Mumbai stampede: How can railway track cost more than bullet train, asks Goyal
Union railway minister Piyush Goyal asks Mumbai Rail Vikas Corporation how the cost of the 50-km-long elevated projects could be more than the cost of a bullet train project.Updated: Oct 04, 2017 22:57 IST
“How can the cost of every km of elevated track be more than what it would be for a a bullet train?’’
That’s the question Union railway minister Piyush Goyal is said to have asked Mumbai Rail Vikas Corporation (MRVC) officials during the marathon meeting held on Saturday, in the aftermath of the Elphinstone Road bridge stampede.
Goyal slammed the MRVC — the nodal agency for implementing the city’s railway projects — asking them to revise the estimates of the ambitious elevated rail corridors from CST to Panvel and Bandra to Virar.
Sources present at the meeting confirmed to HT that Goyal was so miffed with the estimates of these projects he said: “If the estimated cost of the elevated projects is more than the cost of the bullet train, I feel suffocated with the level of corruption in the room.”
HT confirmed these statements from two independent sources from different agencies present at this meeting.
While the cost of one kilometre of track for a bullet train is around Rs 81 crore, for both the elevated corridor projects between Bandra and Virar and CSMT and Kalyan, it would be around Rs 200 crore each.

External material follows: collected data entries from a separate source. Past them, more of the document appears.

PR #3814, opened 2024-04-21
NKAI: fix patrolling heroes never retreat and town danger evaluation

nullkiller:
Patrolling heroes should never retreat
Visiting town is also considered when evaluating hero strength


dydzio0614:
hmmmm what about heroes that stand in garrisons? also something to consider but not neceseeraily as part of this PR

nullkiller:
When hero stands in garrison and attacked will it merge armies as with town?

dydzio0614:
It is not exactly about merging - I wonder if AI can be fooled to attack hero by putting 1 creature to the garrison or something

nullkiller:
No, hero is always checked in this case. Town is only because it was merging garrison and hero. In case there is garrison hero merging will not happen and it will be possible to kill visiting one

The total cost of the Bandra-Virar corridor is Rs 16,368 crore and CSMT-Panvel corridor is Rs 12,168 crore.
Goyal asked MRVC officials how the cost of the 50-km-long elevated projects could be more than the cost of a bullet train project.

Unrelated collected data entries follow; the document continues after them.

PR #3817, opened 2024-04-22
Qt launcher for Android

kambala-decapitator:
- Qt launcher now builds for Android
- old launcher and most Java code removed
- gradle project adjustments to satisfy `androiddeployqt` assumptions
- SDL for Android updated to 2.26.5
- added launcher option to ignore SSL errors when downloading mods list - disabled by default, useful on old OSs that no longer update system certificates
- launcher's icons and translations are now packaged inside the binary (using Qt resource system) for all platforms
- Android additionally packages `config` and `Mods` dirs inside the binary and unpacks that at launcher start: this replaces packing them in a zip and unpacking with Java code
- Qt code to copy oh3 files from existing directory doesn't work on Android, so it was taken from the old Java implementation


kambala-decapitator:
dev docs to be updated

nullkiller:
Abort message: 'terminating with uncaught exception of type std::runtime_error: Resource with name CONFIG/FILESYSTEM and type JSON wasn't found.' samsung

android/vcmi-app/src/main/java/eu/vcmi/vcmi/VcmiSDLActivity.java
```diff
@@ -63,10 +63,10 @@ public void hackCallNewIntentDirectly(final Intent intent)
 
     public void displayProgress(final boolean show)
     {
-        if (mProgressBar != null)
+        /*if (mProgressBar != null)
```
nullkiller, line 66: Comment not needed?

android/vcmi-app/src/main/java/eu/vcmi/vcmi/VcmiSDLActivity.java
```diff
@@ -100,7 +98,8 @@ protected void onCreate(Bundle savedInstanceState)
     {
         super.onCreate(savedInstanceState);
 
-        if(mBrokenLibraries)
+        // TODO
```
nullkiller, line 101: TODO

kambala-decapitator: thanks, it's no longer needed

android/vcmi-app/src/main/java/eu/vcmi/vcmi/VcmiSDLActivity.java
kambala-decapitator: will bring it back, thanks

launcher/main.cpp
```diff
@@ -25,17 +26,27 @@
...
+#define EXPORT
+#endif
+
+int EXPORT main(int argc, char * argv[])
 {
 	int result;
 #ifdef VCMI_IOS
 	{
 #endif
 	QApplication vcmilauncher(argc, argv);
```
Laserlicht, line 47:
```suggestion
	QCoreApplication::setAttribute(Qt::AA_EnableHighDpiScaling);

	QApplication vcmilauncher(argc, argv);
```

Can you try to set this attribute. On my device (Samsung S23) it looks much better afterwards. Maybe we also have to shorten some texts.

Laserlicht:
Also add the possibility to add scrolling to the elements: https://github.com/Laserlicht/vcmi/compare/0c236da...2ac85d9

After that the only remaining issue is that after changing the language in setup it's not possible to proceed (error with resizing). And some long texts.

kambala-decapitator:
> Also add the possibility to add scrolling to the elements: https://github.com/Laserlicht/vcmi/compare/0c236da...2ac85d9

Nice trick! Will definitely add both changes.

.github/workflows/github.yml
```diff
@@ -88,16 +89,16 @@ jobs:
             preset: windows-mingw-conan-linux
             conan_profile: mingw32-linux.jinja
           - platform: android-32
-            os: ubuntu-22.04
+            os: macos-14
```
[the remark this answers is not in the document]
kambala-decapitator: If you could provide Qt host tools  (all the stuff in bin folder, plus androiddeployqt) for Linux, then we can use Linux builder again.

nullkiller:
Was not able to pass initial wizard. First of all language selector is quite laggy. But main problem is file storage. Was not able to upload files there using standard controls. Says can not detect HOMM3 files when I select a folder which previous launcher was able to accept. Maybe copying them manually may work.

nullkiller:
#06 pc 0000000000e531a0  /data/app/~~geG1DA1WdRGmf9Cv0LgjYw==/is.xyz.vcmi.daily-2av4AcFJ8wkIA7hvKitSCg==/lib/arm64/libvcmiclient_arm64-v8a.so (VCMI::CObjectClassesHandler::getHandlerFor(std::__ndk1::basic_string<char, std::__ndk1::char_traits<char>, std::__ndk1::allocator<char> > const&, std::__ndk1::basic_string<char, std::__ndk1::char_traits<char>, std::__ndk1::allocator<char

nullkiller:
Daily build from develop works fine.

launcher/CMakeLists.txt
```diff
@@ -86,38 +119,63 @@ endif()
 # to always look for includes there:
 set(CMAKE_INCLUDE_CURRENT_DIR ON)
 
-if(TARGET Qt6::Core)
-	qt_wrap_ui(launcher_UI_HEADERS ${launcher_FORMS})
+if(ENABLE_SINGLE_APP_BUILD OR ANDROID)
```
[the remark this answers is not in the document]
kambala-decapitator: because the only possible way on Android is add_library regardless of anything, will keep

android/vcmi-app/src/main/res/values/strings.xml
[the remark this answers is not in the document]
kambala-decapitator: thanks. one line is still used in the manifest, removed everything else.

kambala-decapitator:
applied all suggestions

@nullkiller that was upstream issue

kambala-decapitator:
still need to update dev docs and rename apk to include commit hash / branch name

IvanSavenko:
Not sure if you've tested it, but there is also `bundle_release` job that generates .aab for Google Play. Not sure if it will work as it or if it needs adjustments

kambala-decapitator:
> Not sure if you've tested it, but there is also `bundle_release` job that generates .aab for Google Play. Not sure if it will work as it or if it needs adjustments

only signing fails locally because I don't have the key. I've made adjustments to CI, should work I believe. In the worst case let's fix it after upload attempt fails.

IvanSavenko:
> Was not able to pass initial wizard. First of all language selector is quite laggy. But main problem is file storage. Was not able to upload files there using standard controls. Says can not detect HOMM3 files when I select a folder which previous launcher was able to accept. Maybe copying them manually may work.

I also have this problem right now.
Selecting directory with data / maps / mp3 directories from H3 results in "data not found" message.
And gog.com installer files are not selectable if I try to pick innoextract option.
Latest beta build on PC works, so does not looks like an upstream regression.

Manual copy still works.
I have not tried data import with previous build, so might not be a new problem.

===

However if files are copied manually, everything seems to be working as intended! Yeah, some things are not very suitable for touchscreens, and I would tone down that "overshot" effect when you try to scrolling too far, especially on mod list.

But these things are quite minor and certainly something we can live with.

kambala-decapitator:
the gog fix made it to the beta branch, should I retarget PR?

IvanSavenko:
Sure. Don't see any problems with targeting beta, it is not like we have to merge it in 1.5.0 if you do so.

But probably won't fix not working "copy existing data" option.

launcher/main.cpp
```diff
@@ -51,6 +51,15 @@ int MAIN_EXPORT main(int argc, char * argv[])
 	MainWindow mainWindow;
 	mainWindow.show();
 
+#ifdef VCMI_ANDROID
+	// changing language causes window to increase height over the bounds, force the height back to a proper value
+	// TODO: check in 5.15.14+ / 6 if the hack is still needed
+	QObject::connect(vcmilauncher.focusWindow(), &QWindow::heightChanged, []{
+		auto appWindow = qApp->focusWindow();
+		appWindow->resize(appWindow->width(), appWindow->screen()->availableSize().height());
```
Laserlicht, line 62: Can you do the same thing on width?
Height is now okay. But with still have the problem. :D

IvanSavenko:
Tested new build:
- "Copy existing data" still fails for me with the same message
- "Install gog files" now works as expected. Takes a bit too long with no indication of progress, but that's unrelated to this PR.

launcher/main.cpp
kambala-decapitator: sure. I faced only height issue on modern android (just like everybody else), didn't think that width would also be a problem :)

dydzio0614:
BTW i think there should be a way to run device simulator where you can pick device and see how app looks on it?

So you can pick for example google nexus, motorola g7 (for testing notch), some samsung galaxy tablet etc.

launcher/main.cpp
kambala-decapitator: done

Laserlicht: fixed. :)

kambala-decapitator:
> BTW i think there should be a way to run device simulator where you can pick device and see how app looks on it?

yes, should work somehow, but first you need to build all dependencies for the emulator (AVD)

Laserlicht:
Tested it on 3 devices:
* Galaxy S23: Runs great!
* Galaxy Tab S6 lite (2020): Runs good. The Mod list is a little bit slow. But usable.
* Motorola Moto X (2013):
  * innoextract needs 3 min, but works!
  * QT launcher works (for the age of the device) well
  * only mod list is laggy, but fully usable
  * some big mods installations crashes app (I think RAM - only 2GB is full), probably the same problem with old launcher

Should we wait for 1.5.x or already add in 1.5.0? It's a huge improvement I think.

IvanSavenko:
> Should we wait for 1.5.x or already add in 1.5.0? It's a huge improvement I think.

Not sure. There is still that not working copying of existing files. And I'd rather avoid large last-minute changes to 1.5.0.
Personally I'd rather add it to 1.5.2:
1.5.1 - fixes for any critical issues we find in initial release, fixes for new crashes. Should be released in 1 week.
1.5.2 - any new features that won't make into 1.5.0, probably 1-2 weeks after 1.5.1. Probably most suitable option for launcher.

Any other opinions?

kambala-decapitator:
> There is still that not working copying of existing files

started investigating that. So far I saw this (on 4.4):
```
05-02 21:59:00.056 D/Instrumentation(18575): checkStartActivityResult  :Intent {  }
05-02 21:59:00.056 D/Instrumentation(18575): checkStartActivityResult  inent is instance of inent:
05-02 21:59:00.061 W/System.err(18575): android.content.ActivityNotFoundException: No Activity found to handle Intent {  }
05-02 21:59:00.066 W/System.err(18575): 	at android.app.Instrumentation.checkStartActivityResult(Instrumentation.java:1660)
05-02 21:59:00.066 W/System.err(18575): 	at android.app.Instrumentation.execStartActivity(Instrumentation.java:1430)
05-02 21:59:00.066 W/System.err(18575): 	at android.app.Activity.startActivityForResult(Activity.java:3532)
05-02 21:59:00.066 W/System.err(18575): 	at android.app.Activity.startActivityForResult(Activity.java:3493)
05-02 21:59:00.066 W/System.err(18575): 	at org.qtproject.qt5.android.QtNative.startQtApplication(Native Method)
05-02 21:59:00.066 W/System.err(18575): 	at org.qtproject.qt5.android.QtNative$7.run(QtNative.java:446)
05-02 21:59:00.066 W/System.err(18575): 	at org.qtproject.qt5.android.QtThread$1.run(QtThread.java:61)
05-02 21:59:00.066 W/System.err(18575): 	at java.lang.Thread.run(Thread.java:841)
05-02 21:59:00.086 W/libvcmiclient_armeabi-v7a.so(18575): Empty filename passed to function
```

Seems that there's some issue with folder selection (unlike file selection), will also check on a clean project.

> And I'd rather avoid large last-minute changes to 1.5.0

fully agree

> Personally I'd rather add it to 1.5.2

sounds good. Will also have time to check about the slow scroll of mods list (happens on all platforms basically).

IvanSavenko:
> Seems that there's some issue with folder selection (unlike file selection), will also check on a clean project.

That reminds me - there is one hack-ish logic in there.
If player selects "Data" folder, as in, one that contains .lod archives (after all, we did ask player to select "Heroes 3 data"), Launcher will try to go one level up to find correct directory in there so we can also grab Maps and Mp3's
Works fine on PC but Android permissions will likely interfere with this logic.

> sounds good. Will also have time to check about the slow scroll of mods list (happens on all platforms basically).

Personally I would consider getting rid of vertical scrolling in there - remove "version" column, possibly drop "mod type" column, resize name column to fit.
This is the only control with both vertical and horizontal scroll and the only slow control. Not sure if this is coincidence or related.

Could also be caused by having like 100 items in it. Not much can be done here though.

Laserlicht:
Okay for me.

But then we should also bump repo url for android app. One last time. :)

IvanSavenko:
Yeah, will do that alongside with the rest of my usual release prep

nullkiller:
Campaigns and maps work now.

nullkiller:
My Samsung still cannot copy homm3 data. Says can not detect.

kambala-decapitator:
added copying files from existing directory in Java

IvanSavenko:
@kambala-decapitator 
What's the status of this PR? 
Any remaining issues that needs to be fixed before merge?

If only minor stuff is left then we can merge it as it and work on minor stuff later.

kambala-decapitator:
Left to upload new version of Qt to pre-built deps and we're done

launcher/main.cpp
kambala-decapitator: FYI seems it's no longer an issue in 5.15.14, so I dropped this hack

kambala-decapitator:
new Qt not uploaded yet due to a small blocker with a Conan PR (https://github.com/conan-io/conan-center-index/pull/23944 has been abandoned, so not sure if I can use its changes), but I think I'll know how to proceed in a few days

kambala-decapitator:
everything's ready, Android builds should be green now

IvanSavenko:
Strange, I can't install 64-bit apk on my phone.
"Not possible to install application on device" (may not be exact translation)

Never had this issue before - either from apk's from this branch or from apk's from other branches. Beta build apk installs fine.

dydzio0614:
maybe app signing got broken

kambala-decapitator:
this issue was also reported on Discord

seems it wasn't wise to ignore [weird] lint errors, will investigate what's wrong

IvanSavenko:
In AndroidManifest.xml I see
```
	<uses-sdk
		android:minSdkVersion="21"
		android:targetSdkVersion="android-33"/>
```

Previously it was
```
	<uses-sdk
		android:minSdkVersion="19"
		android:targetSdkVersion="33"/>
```

kambala-decapitator:
targetSdkVersion is the reason most probably, thanks!

dydzio0614:
googling shows this: testOnly="true" means the APK can only be installed via adb (which Android Studio uses)

kambala-decapitator:
let's see if it's fixed, then will remove the temp commit

IvanSavenko:
Apk installs, but translations are broken? Changing language does nothing.

Everything else seems to be working so far

kambala-decapitator:
> Apk installs, but translations are broken? Changing language does nothing.
> 
> Everything else seems to be working so far

yeah, sorry, copied fix blindly from #4091 and didn't test it. Reverted it and removed the temp commit.

IvanSavenko:
Seems to be working.

Issues that I've noticed:
- using "Import existing files" leads to UI freeze, with no indication of progress
- Checkboxes are extremely tiny and almost impossible to hit
- Some popup windows (mod screenshots, updates check) look weird due to no window borders
- Buttons to open directories in "Help" tab do nothing
- It is no longer possible to configure "relative cursor mode" since Launcher has no entry in settings for it
- Mod list lags a lot when dragged

Any way to fix/alleviate 1st issue? Progress bar would be great, but even simple "copying data, please wait" message would be better than UI freeze. 

In any case don't see anything critical. Will try to look into these issues after merge. Perhaps post on Discord and if nothing critical is found - merge tomorrow?

kambala-decapitator:
> * using "Import existing files" leads to UI freeze, with no indication of progress

yes, I already mentioned it above

> Buttons to open directories in "Help" tab do nothing
> Mod list lags a lot when dragged

same on iOS

> Any way to fix/alleviate 1st issue? Progress bar would be great, but even simple "copying data, please wait" message would be better than UI freeze.

it's doable, but would need more Java code (and possibly notifying Qt app to show the progress bar / message if we want to display it from Qt)

IvanSavenko:
> it's doable, but would need more Java code (and possibly notifying Qt app to show the progress bar / message if we want to display it from Qt)

Would be great to fix that for 1.5.3. Progress bar would be amazing, but even simple "Copying data, please wait" message will do, whether via Java or via Qt.
This is going to be one of the first things new player is going to see after all.

Can look into rest of issues I've mentioned myself, but probably not this one unfortunately.

kambala-decapitator:
ok, will try to implement that

IvanSavenko:
Perhaps merge as it and fix UI freeze in separate PR? What do you think?

If yes - can you rebase PR to fix that merge conflict?

kambala-decapitator:
> Perhaps merge as it and fix UI freeze in separate PR? What do you think?
> 
> 
> 
> If yes - can you rebase PR to fix that merge conflict?

Fine for me. Will rebase in the evening.

launcher/main.cpp
Laserlicht: @kambala-decapitator We should introduce it again. The bug is not gone. :(
Change between some languages (e.g. french) after some constellations (e.g. german -> french) the button is partially out of screen. Even for the next pages.

kambala-decapitator: Ok, let's add back. Couldn't reproduce when switching even to French.

Laserlicht: @kambala-decapitator Maybe it has to do with the control bar of android...

https://github.com/vcmi/vcmi/assets/13953785/6d276734-89a9-4555-b5ac-fa49cd35a4db

kambala-decapitator: That's possible. Qt 5 made various changes to computing available screen area, maybe some are available only in 5.15.15+.

That's why I want to switch android 64-bit to Qt 6 to gain all the latest fixes to modern Android versions.

kambala-decapitator: #4114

When railway officials further said the cost of one coach of a rake for the elevated corridor project would be ₹5 crore, Goyal reiterated if that is the amount then the level of corruption is quite high and there is no transparency in the planning of the projects.
The minister asked officials to review the estimates of both the projects and get back to him with the revisions.
He is also learnt to have asked Mumbai Metropolitan Region Development Authority (MMRDA) commissioner UPS Madan about the cost of building the Metro corridor and how these estimates were also higher than the bullet train. Sources in the MMRDA explained the key difference between the bullet train and Metro is the number of stations serviced.
“The cost of a Metro line is always more expensive than even a high-speed train. Our Metro costs are very much comparable to metros in other cities.’’
Prabhat Sahai, managing director, MRVC said, “The elevated corridor was discussed in the meeting. We will be working on it.”